Protein localization imaged by confocal microscopy. (A) Pma1-mNeonGreen (Pma1-mNG) expressed in WT and ysp2∆ cells. Images, maximum intensity projections that sum Z-stacks. Both are to the same scale; bar, 5 µm. Plot, percent of cells with fluorescent puncta (mean ± SD based on at least 50 cells across five to seven image fields). ****P < 0.0001 by Student’s t test. (B) Fluorescence and DIC images of WT cells alone (top) or the same cells expressing mNeonGreen-Ysp2 (mNG-Ysp2, bottom).
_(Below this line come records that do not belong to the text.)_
PR #3834, opened 2022-11-19
Improve custom logout url support

### LINKED ISSUE #3621: Enable OIDC logout during user logout
Currently applicant logs out from CiviForm - we only log them out from CiviForm session. They are still logged in on the corresponding auth provider. Kiana implemented this functionality in https://github.com/civiform/civiform/pull/3171 but it's not enabled by default. And not enabled in any of the deployments. We should enable it by default and work with existing deployments to make sure it works there.

nbeloglazov:
### Description

For some environments the standard OIDC logout flow is not working well. For them we need to use custom logout url. For example for Seattle we need to use the following URL (with no extra URL params): `https://login.seattle.gov/#/logout?appName=CIVIFORM`. This PR improves CiviForm logic to support this use case. In particular it does:

1. Allow custom logout URL to have fragment `#`. Default pac4j logic removes everything after the fragment. Unclear whether it's intentional or it just was implemented that way, before client-side rendering/routing became popular. For context here is pac4j logic: [link](https://sourcegraph.com/maven/com.nimbusds/oauth2-oidc-sdk/-/blob/com/nimbusds/openid/connect/sdk/LogoutRequest.java?L266). 

2. Handle empty `auth.oidc_post_logout_param` config setting as signal to omit logout redirect param from logout request. 

3. Remove unused constructors.

In parallel Seatlle is talking to Oracle about IDCS and whether we maybe using standard logout flow incorrectly. If it gets resolved - then we might not need these changes. But meanwhile I wanted to add support given that it's not many changes.

## Release notes:

Improve support for using custom logout URL.

#### General

#### User visible changes

#### New Features

### Issue(s) this completes

Fixes #3621

### DIFF
--- a/server/app/auth/oidc/CustomOidcLogoutRequest.java
+++ b/server/app/auth/oidc/CustomOidcLogoutRequest.java
@@ -4,10 +4,12 @@ import com.google.common.collect.ImmutableMap;
 import com.nimbusds.oauth2.sdk.id.State;
 import com.nimbusds.openid.connect.sdk.LogoutRequest;
 import java.net.URI;
+import java.net.URISyntaxException;
 import java.util.Collections;
 import java.util.LinkedHashMap;
 import java.util.List;
 import java.util.Map;
+import org.pac4j.core.exception.TechnicalException;
 
 /**
  * Custom Logout Request that allows for divergence from the [oidc
@@ -85,8 +87,8 @@ public final class CustomOidcLogoutRequest extends LogoutRequest {
     if (getEndpointURI().getRawFragment() != null) {
       try {
         return new URI(uri + "#" + getEndpointURI().getRawFragment());
-      } catch (Exception e) {
-        throw new RuntimeException(e);
+      } catch (URISyntaxException e) {
+        throw new TechnicalException(e);
       }
     }
     return uri;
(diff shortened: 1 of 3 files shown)


server/app/auth/oidc/CustomOidcLogoutRequest.java
```diff
@@ -110,4 +74,21 @@ public Map<String, List<String>> toParameters() {
...
+  public URI toURI() {
+    URI uri = super.toURI();
+    // default behavior of LogoutRequest.toURI() removes fragment from the URI.
+    // For some usecases (e.g. IDCS on Seattle) they use logout URI that contains
+    // fragment and read it client-side. Here we add fragment back if it was
+    // present in the original logout URI.
+    if (getEndpointURI().getRawFragment() != null) {
+      try {
+        return new URI(uri + "#" + getEndpointURI().getRawFragment());
+      } catch (Exception e) {
```
bion, line 88: suggestion (blocking): please handle a more specific exception or remove the `catch`

bion (changes requested):

server/app/auth/oidc/CustomOidcLogoutRequest.java
nbeloglazov: Oops, thanks. I forgot I used Exception here when was just trying to make it work.

bion (approved):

Inset, an example cell (boxed) enlarged threefold. Bar, 5 µm.

Fig 6

Sterol content, synthesis, and distribution. (A) Expression of ergosterol-related genes, measured by RT-qPCR and normalized to ACT1 expression and WT values. The mean ± SEM of three independent experiments is shown. ns, not significant. ****P < 0.0001, ***P < 0.001, and **P < 0.01 by one-way analysis of variance. (B) Lipid profile assessed by thin layer chromatography. Left, a representative thin layer chromatograph, showing two independent biological replicate sample sets. Lane 1, 5 µg/mL ergosterol standard; lane 2, 10 µg/mL cholesteryl oleate standard; lanes 3 and 6, WT; lanes 4 and 7, ysp2∆; lanes 5 and 8, YSP2; 9, vehicle control. O, origin; F, solvent front; Erg, ergosterol; DAG, diacylglycerols; FA, fatty acids; TAG, triacylglycerols; SE, steryl esters. Right, relative lipid abundance. Mean ± SEM of cellular lipids [identified as in reference (41)], measured by densitometry and normalized to total protein (Fig. S6A) are shown for four independent experiments. ***P < 0.001, and **P < 0.01 by one-way analysis of variance. (C) Nile Red staining. Left, representative fluorescence images of WT and mutant strains. All images are to the same scale; bar, 5 µm. Right, ∆MFI (change in median fluorescent intensity) from flow cytometry profiles of the indicated strains. Mean ± SD, normalized to WT, is shown for three independent experiments. **P < 0.01 by one-way analysis of variance.

Fig 7

Antifungal drug interactions with ysp2∆ cells. (A) Amphotericin B-Cy5 binding measured by flow cytometry. Mean ± SD of change in median fluorescent intensity (∆MFI), normalized to WT, is shown for three independent experiments. ns, not significant; ***P < 0.001 by one-way analysis of variance. (B) Mutant response to fluconazole (FLC). Cells were grown in 37R5 with FLC as indicated and OD₆₀₀ measured at 48 h. Mean ± SEM of three independent experiments is shown. ysp2*, inactivated mutant. (C) Cells were grown in 37R5, and the fraction with aberrant cell walls was quantified at 24 h. Seventy cells were scored per condition.

Fig 8

Model of Ysp2 function and how its absence influences plasma membrane and cell wall morphology. CW, cell wall.